Find a condition on $\theta$ for which the line $ y = x$ is an invariant line of $S^{-1}RS$
My working so far:
$R$ is a reflection in the line $y=\tan(\alpha)x$ so $2 = \tan(\alpha) \implies \alpha= \tan^{-1}(2)$
Let $a=\tan^{-1}(2)$
$R = \begin{pmatrix}\cos(2a)&\sin(2a)\\\sin(2a)&-\cos(2a)\end{pmatrix}$
$S=\begin{pmatrix}\cos(\theta)&\sin(\theta)\\-\sin(\theta)&\cos(\theta)\end{pmatrix}$
Starting with any point on the line $y=x$. The image after the combined transformation should remain on the line because it is an invariant line?
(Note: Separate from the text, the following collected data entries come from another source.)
PR #2219, opened 2019-03-08
[CORL-159, CORL-160] Stream Config Tab

alinhle:
## What does this PR do?
- Implements the Stream Config Tab
- Upgrades `found`, and  `React`.
- Introduce `expectAndFail` that will immediately fail when expectation is not met. Useful when running inside a try-catch block.

## How do I test this PR?

- Login as moderator or admin
- Do your thing


src/core/client/framework/lib/form/SubmitHookHandler.tsx
```diff
@@ -0,0 +1,85 @@
...
+  private addSubmitHook: AddSubmitHook = hook => {
+    this.submitHooks.push(hook);
+    return () => {
+      this.submitHooks = this.submitHooks.filter(h => h !== hook);
+    };
+  };
+
+  public render() {
+    return (
+      <>
```
wyattjoh, line 74: What does the extra `<>` add here?

src/core/client/framework/lib/form/helpers.tsx
```diff
@@ -44,6 +44,7 @@ export const formatPercentage = (v: any) => {
   return Math.round(v * 100).toString();
 };
 
+export const parseBool = (v: any) => !!v;
```
wyattjoh: Strong suggestion to replace with:

```suggestion
export const parseBool = (v: any) => Boolean(v);
```

src/core/server/models/story/index.ts
```diff
@@ -61,6 +64,16 @@ export interface Story extends TenantResource {
...
+
+  /**
+   * moderation determines whether or not this is a PRE or POST moderated story.
+   */
+  moderation?: GQLMODERATION_MODE;
+
+  /**
+   * premodLinksEnable will put all comments that contain links into premod.
+   */
+  premodLinksEnable?: boolean;
```
wyattjoh, line 83: These settings should be available inside `settings.moderation` on the Story.

src/core/client/framework/lib/form/SubmitHookHandler.tsx
alinhle: Nothing :-)

src/core/client/framework/lib/form/helpers.tsx
alinhle: image
Ok 😃

src/core/server/models/story/index.ts
alinhle: I see what you mean!

wyattjoh (approved):

PR #2220, opened 2019-03-11
External User Fix

wyattjoh:
## What does this PR do?

The advertised behavior of the `services/users.upsertExternalUser(ctx, id, provider, displayName)` incorrectly assigned the provider `id`. This resolves that issue by setting the user's ID to the one provided by the integration as well as falling back to the correct user lookup for when a user returns.


immber (approved):
👍

PR #2243, opened 2019-03-24
DOCS | Move docker-compose.yml out of README

mikemorris:
## What does this PR do?

- Adds a `docker-compose.yml` file with [required](https://docs.docker.com/compose/compose-file/#variable-substitution) `SIGNING_SECRET` environment variable.
- Adds `data/mongo` and `data/redis` directories with `.gitkeep` to skip manual `mkdir` step in setup.
- Removes the manual `docker-compose.yml` creation step and updates docs.

## How do I test this PR?

```
docker-compose up
```
Will return the following error message if the `SIGNING_SECRET` environment variable is unset or empty:
```
ERROR: Missing mandatory value for "environment" option in service "talk": SIGNING_SECRET
```


kgardnr:
Thank you @mikemorris!

wyattjoh:
It was an intentional decision to exclude a `docker-compose.yml` file from the project because we wanted to avoid anyone actually running Talk in production using it, instead preferring the use of managed database services that provide persistence and backups.

PR #2252, opened 2019-03-29
[CORL-317] Modal Component

alinhle:
## What does this PR do?
- Implement a `Backdrop` component that dims background.
- Implement a `NoScroll` component that helps turning of scrolling for `body`.
- Improve `TrapFocus` component
  - Autofocus after mount inside of `TrapFocus`
  - Restore focus to last `activeElement` when `unmounting`
- Implement a `CardCloseButton`
- Put it all together into a `Modal` Component <3 

## How do I test this PR?

- Run `npm run docz -- dev`
- Checkout `Backdrop`, `NoScroll`, and `Modal`


src/core/client/ui/components/Backdrop/Backdrop.tsx
```diff
@@ -0,0 +1,35 @@
...
+  ...rest
+}) => {
+  const rootClassName = cn(
+    classes.root,
+    {
+      [classes.active]: Boolean(active),
+    },
+    className
+  );
+  return <div className={rootClassName} {...rest} />;
```
wyattjoh, line 31: Is there a reason there is no `z-index` specification?

alinhle: Yes! This is a general purpose backdrop, you might want to use it for a modal, or maybe you just want to highlight a certain ui element by darken everything except the element. What I mean is, that you don't always apply an z-Index, and the z-Index will depend on where this Backdrop is used in and for what.

wyattjoh (approved):

Issue #2143, opened 2019-01-04
"Load More" in People tab does not apply filter to returned results


lriggle-strib:
#### Do you want to request a **feature** or report a **bug**?
Bug

#### Intended outcome:
After filtering users by role, clicking "Load More" should display more users of that role

#### Actual outcome:
After filtering users by role, clicking "Load More" does not display more users of that role, it displays users of any role.

#### How to reproduce the issue:
1. Filtered all people so only Administrators would show.
   - There are currently 14 administrators in the database.
   - Initial pageload displays 10 users
2. Click "Load More"
3. The additional 4 administrators should display. Instead 5 additional users of any role display.

<img width="1792" alt="screen shot 2019-01-04 at 12 03 31 pm" src="https://user-images.githubusercontent.com/7051012/50703357-6a96b800-1019-11e9-9e64-5b16256a21b2.png">

#### Version and environment
We're currently on 4.6.5. We had some issues upgrading to newer versions prior to our launches last month and haven't circled back around to figure out what went wrong.

immber:
This looks related to a similar bug ticket we have open for an issue with the Assets (Stories) page pagination. I've added a note to that bug ticket to investigate this at the same time. https://www.pivotaltracker.com/story/show/162740247

immber:
May be related to #2158, which is also reported as being and issue with Assets, but could be hitting the same issue of query missing limit.

kgardnr:
Fixed in https://github.com/coralproject/talk/pull/2174 @lriggle-strib!

lriggle-strib:
Thanks @kgardnr!

mkonikov:
Hey @immber -

I'm still finding this to be an issue in v4.8.0

immber:
@kgardnr You closed this as fixed in #2174, however that PR only addressed the issue on the Stories view, I believe this is still an issue on the People tab, so I'm re-opening. We might need to apply the same or similar fixes to Users as were done to Assets.

kgardnr:
Thanks @immber!

@mkonikov and/or @lriggle-strib would you mind submitting a fix for this potentially? Our team is heads down on v5 the next few weeks so it would really help us out if you could!

PR #2254, opened 2019-04-02
Fix for Load More on Community page

cpoonolly:
## What does this PR do?
Fixes https://github.com/coralproject/talk/issues/2143

## How do I test this PR?
- create a bunch of users
- set a bunch of them to admins (but leave a few non-admins so we can make sure load more works)
- set filter to admin
- click load more
- should only load non admins
- see the cat meow

Peek 2019-04-03 03-02


kgardnr:
Thank you @cpoonolly! 😻

alinhle (approved):
@cpoonolly thank you so much!

PR #2260, opened 2019-04-05
[next] Reaction Sort

wyattjoh:
## What does this PR do?

Adjusts the sort dropdown to use the reaction configuration name to permit customization.


alinhle:
Looks good wyatt! What do you think of my change? Instead of doing `Most {$reactionName}`, I added a separate field in the database called `sortLabel` to allow complete freedom in translating this string to better support a variety of languages.

alinhle (approved):

PR #2261, opened 2019-04-06
[next] Email

wyattjoh:
## What does this PR do?

- Adds support for emails that are localized with a potential of overriding the HTML templates per tenant via a custom [nunjucks loader](https://mozilla.github.io/nunjucks/api.html#loader).
  - Reset Password
  - Confirm Email
  - Ban
  - Suspend

- Add support for `Forgot Email` on the client
  - Add support for TalkError handling for REST calls
  - Add new `account` bundle

### Prerequisite
Update your tenant model in the database with the following email settings:
```json
  "email": {
    "enabled": true,
    "smtpURI": "smtp://localhost:2500",
    "fromAddress": "community@test.com"
  },
```
The above settings is configured to access the inbucket server that you can run using the following docker command

```sh
#!/bin/sh
docker run -d  -p 9000:9000 -p 2500:2500 -p 1100:1100  --name inbucket inbucket/inbucket 
```

### Test feature
- Go to comment stream and in the auth popup kickoff the forgot password process.
- Check `inbucket` at `http://localhost:9000` for the received email to click on the link supplied in the email.
- Change your password


src/core/server/app/handlers/api/auth/local/signup.ts
```diff
@@ -0,0 +1,113 @@
...
+import { validate } from "talk-server/app/request/body";
+import { RequestLimiter } from "talk-server/app/request/limiter";
+import { IntegrationDisabled } from "talk-server/errors";
+import { GQLUSER_ROLE } from "talk-server/graph/tenant/schema/__generated__/types";
+import { LocalProfile, User } from "talk-server/models/user";
+import { insert } from "talk-server/services/users";
+import { sendConfirmationEmail } from "talk-server/services/users/auth";
+import { RequestHandler } from "talk-server/types/express";
+
+export interface SignupBody {
```
alinhle, line 14: nitpik: maybe for consistency with the client call use `SignUpX` instead of `SignupX`?

src/core/server/queue/tasks/mailer/index.ts
```diff
@@ -175,20 +58,28 @@ export class MailerQueue {
...
-    });
+    const startTemplateGenerationTime = now();
+
+    let html: string;
+    try {
+      // Generate the HTML for the email template.
+      html = await this.content.generateHTML(tenant, template);
+    } catch (err) {
+      log.error({ err }, "could not generate the html");
+      // TODO: (wyattjoh) maybe throw an error here?
```
alinhle, line 69: Would it hurt?

src/core/server/queue/tasks/mailer/processor.ts
```diff
@@ -0,0 +1,269 @@
...
+  /**
+   * translateMessage will translate the message to the specified locale as well
+   * a juice the contents.
+   *
+   * @param templateName the name of the template to base the translations off of
+   * @param locale the locale to translate the email content into
+   * @param fromAddress the address that is sending the email (from the Tenant)
+   * @param data data used to send the message
+   */
+  async function translateMessage(
```
alinhle: Maybe move this out of the function and do a `createMessageTranslator(i18n) { return () => ...}`? It should be easier to read to have this big function in a function live outside.

src/core/server/app/request/limiter.ts
```diff
@@ -0,0 +1,87 @@
...
+      .multi()
+      .incr(key)
+      .expire(key, this.ttl)
+      .exec();
+
+    // if this is new or has no expiry
+    if (tries === 1 || expiry === -1) {
+      // then expire it after the timeout
+      this.client.expire(key, this.ttl);
+    }
```
alinhle, line 58: note to self: learn from _wyatt_ about _redis expiry stuff_ :-)

src/core/server/app/handlers/api/auth/local/signup.ts
wyattjoh: Only issue I see with this is the ramifications of unifying that naming.. Camelcase version makes sense, but for routes, it would have to become `/api/auth/local/sign-up`. Not 100% sold.

src/core/server/queue/tasks/mailer/index.ts
wyattjoh: The intended behaviour or reasoning around throwing the error is that we would want to have the user retry the operation. This isn't always the case though, and logging it may trigger the admin's to repair the issue, and then re-trigger the required behaviour after the fact. If you still agree re-throwing here would be worth it, it can be done.

src/core/server/app/handlers/api/auth/local/signup.ts
alinhle: Just the `interface` then maybe? I mean we also have `GraphQL` interfaces but still call the endpoint in the route `graphql` (maybe not the best example but you get the point)

src/core/server/queue/tasks/mailer/index.ts
alinhle: Ok no that's fine :-)

kgardnr (approved):
Tested and approved!

alinhle:
awesome <3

$S^{-1}RS\begin{pmatrix}x\\x\end{pmatrix}=\begin{pmatrix}x^"\\x^"\end{pmatrix}$
Multiplying by $S$
$RS\begin{pmatrix}x\\x\end{pmatrix}=S\begin{pmatrix}x^"\\x^"\end{pmatrix}$
After this I'm not sure how to find $\theta$
I've tried to calculate the combined transformation and then solve for $\theta $ but that hasn't worked. What could I do next to find $\theta$? Any help with this would be appreciated. Thanks.
Best Answer
Start by reducing the number of unknowns. If $\tan\alpha=2$, then $\cos\alpha=\pm1/\sqrt5$ and $\sin\alpha=\pm2/\sqrt5$. Expanding $R$ using standard double-angle formulas, you then have $$R = \begin{bmatrix}\cos^2\alpha-\sin^2\alpha & 2\cos\alpha\sin\alpha \\ 2\cos\alpha\sin\alpha & \sin^2\alpha-\cos^2\alpha\end{bmatrix} = \begin{bmatrix}-\frac35 & \frac45 \\ \frac45 & \frac35\end{bmatrix}$$ for either choice of signs.
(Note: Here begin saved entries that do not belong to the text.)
Issue #1780, opened 2018-08-03
Feature Idea: Customize styles in Admin panel


franciclo:
We would like to customize styles in the Admin panel, only css (logo, colors, spaces, typography).
The custom css only affects the iframe, something like that to the admin would be perfect.
We are thinking of overriding styles inside the Docker container, as a workaround, is there a simpler way?

wyattjoh:
Currently, there isn't a way to do so, but the current custom CSS feature could be pretty easily extended to add a new field for admin css stylesheets.

franciclo:
It was implemented in #1237 but then it was removed (don't know when precisely), but that was for using the same css file, having a separate css file as you mention could be better.

kgardnr:
@franciclo if you'd like to pick this one up, feel free, we'd love to add it.

kgardnr:
Featured added in #2279

PR #2279, opened 2019-04-23
apply custom CSS to admin panel

type-face:
## What does this PR do?
Applies styles from custom CSS file to the admin panel.
See https://github.com/coralproject/talk/issues/1780

## How do I test this PR?
1. View admin panel
2. Create .css file that overrides styles on an existing element on the admin panel
3. Update custom admin CSS url to reference .css file from step 2
4. Refresh admin panel to see updated styles


wyattjoh:
We actually initially had this feature, but decided against it as there were some conflicting rules that applied to the stream as well as the admin feature. I would be able to accept this if it included another separate custom CSS file for admin versus the stream.

type-face:
Yes, I saw that this existed before but wasn't sure of the reason for its removal. I'll revise to use a separate CSS file for the admin panel.

locales/en.yml
```diff
@@ -124,6 +124,8 @@ en:
     copy_and_paste: 'Copy and paste code below into your CMS to embed your comment box in your articles'
     custom_css_url: 'Custom CSS URL'
     custom_css_url_desc: 'URL of a CSS stylesheet that will override default Embed Stream styles. Can be internal or external.'
+    custom_admin_css_url: 'Custom Admin Panel CSS URL'
```
type-face, line 127: I'm sure how to indicate that other translations are needed.

wyattjoh: If a translation doesn't exist in the target language, English is used as the fallback. Typically, language authors just notice that change and resolve it, we're planning on some tooling in the future to help with this, but we have limited resources unfortunately.

type-face:
@kgardnr I noticed that the milestone for this was removed. I'm assuming that this is still just awaiting review, but if I need to take any other action to keep this moving, please let me know. Thanks!

wyattjoh:
That's correct @type-face, we had to release earlier to resolve a breaking bug.

When we have some cycles to review this PR it can be included in the next release.

wyattjoh (approved):

PR #2288, opened 2019-04-26
[next] Tests for new story filter and combo box

alinhle:
## What does this PR do?
- Implement `TransitionControl` to allow tests to have control over allowing a routing transition and accessing the history of transition requests.
- Tests to verify that stories are linked to moderation in the _Stories_ page
- Tests to verify the _Stories_ page use the query parameter from the url as the initial search filter.
- Tests to verify the functionality of the search box
- Basic tests to verify moderation works in "Single Story Mode"

### DIFF
--- a/src/core/client/framework/lib/bootstrap/TalkContext.tsx
+++ b/src/core/client/framework/lib/bootstrap/TalkContext.tsx
@@ -11,6 +11,7 @@ import { BrowserInfo } from "talk-framework/lib/browserInfo";
 import { PostMessageService } from "talk-framework/lib/postMessage";
 import { RestClient } from "talk-framework/lib/rest";
 import { PromisifiedStorage } from "talk-framework/lib/storage";
+import { TransitionControlData } from "talk-framework/testHelpers";
 import { UIContext } from "talk-ui/components";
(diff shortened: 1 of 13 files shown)


src/core/client/framework/lib/bootstrap/TalkContext.tsx
```diff
@@ -62,6 +63,9 @@ export interface TalkContext {
 
   /** Clear session data. */
   clearSession: () => Promise<void>;
+
+  /** Controls router transitions (for tests) */
+  transitionControl?: TransitionControlData;
```
wyattjoh, line 68: Is it possible to protect access against this during production with polymorphism?

```ts
type A<T extends boolean> = { a: string } & (T extends true
  ? { b: string }
  : {});

// no error
const a: A<false> = { a: "123" };

// error
const b: A<true> = { a: "123" };
```

alinhle: Possibly, but not straight forward. Couldn't find a straight forward way to pull this off on first glance. I would also say, as it is marked as optional, you can't accidentally access it without checking for its existance or forcing it with `!`, which probably would have made you think twice about what this is for and when it is available.

wyattjoh (approved):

Next, for a line through the origin to be invariant under some linear transformation $L$, it must be the case that for any $\mathbf v$ on the line, $L(\mathbf v)=\lambda v$ for some scalar $\lambda\ne0$. Moreover, because of linearity of $L$, this scalar $\lambda$ is independent of $\mathbf v$ (verify this!). So, instead $S^{-1}RS(x,x)^T = (x'',x'')^T$, write the right-hand side as $\lambda(x,x)^T$. Since this equation must hold for all $x$, it must hold for, say, $x=5$. This gives you a system of equations in $\lambda$ and $\theta$ that shouldn’t be too hard to solve.
Alternatively, we have $$S^{-1}RS = \frac15\begin{bmatrix}-3\cos{2\theta}-4\sin{2\theta} & 4\cos{2\theta}-3\sin{2\theta} \\ 4\cos{2\theta}-3\sin{2\theta} & 3\cos{2\theta}+4\sin{2\theta}\end{bmatrix}.$$ Observe that $$\frac1{5^2}\left((3\cos{2\theta}+4\sin{2\theta})^2+(4\cos{2\theta}-3\sin{2\theta})^2\right) = 1,$$ so $S^{-1}RS$ is itself a reflection. Now, the only invariant lines of a reflection in a line through the origin are the line itself and its perpendicular through the origin. Since we want the line $y=x$ to be invariant, there are only two possibilities for this reflection: $$S^{-1}RS = \begin{bmatrix}0&\pm1\\\pm1&0\end{bmatrix}.$$ Setting this equal to the other expression for $S^{-1}RS$ obtained previously produces the system of equations $$4\cos{2\theta}-3\sin{2\theta}=\pm5 \\ 3\cos{2\theta}+4\sin{2\theta} = 0,$$ which is equivalent to $\tan{2\theta}=-\frac34$, with the quadrant determined by the sign in the first equation of the system.